Your task:
When you copy the material, keep each line exactly as it appears.

=== Begin Enclosure ===

PR #270, opened 2017-04-10
Added state to handle refreshing vault token on master

blarghmatey:
In order to be able to use Vault the master needs to have a valid
token. This state will execute a token refresh and then restart the
salt processes to reread the config.


shaidar:
:thumbsup:

PR #271, opened 2017-04-11
Delete old edx log files

shaidar:
- gzipped files older than 30 days should be deleted on a weekly schedule given the limited storage restrictions we have on the edx instances
- updated top file


shaidar:
Tobias said this is :thumbsup: and to go ahead and merge.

=== End Enclosure ===

Task output:
PR #270, opened 2017-04-10
Added state to handle refreshing vault token on master

blarghmatey:
In order to be able to use Vault the master needs to have a valid
token. This state will execute a token refresh and then restart the
salt processes to reread the config.


shaidar:
:thumbsup:

PR #271, opened 2017-04-11
Delete old edx log files

shaidar:
- gzipped files older than 30 days should be deleted on a weekly schedule given the limited storage restrictions we have on the edx instances
- updated top file


shaidar:
Tobias said this is :thumbsup: and to go ahead and merge.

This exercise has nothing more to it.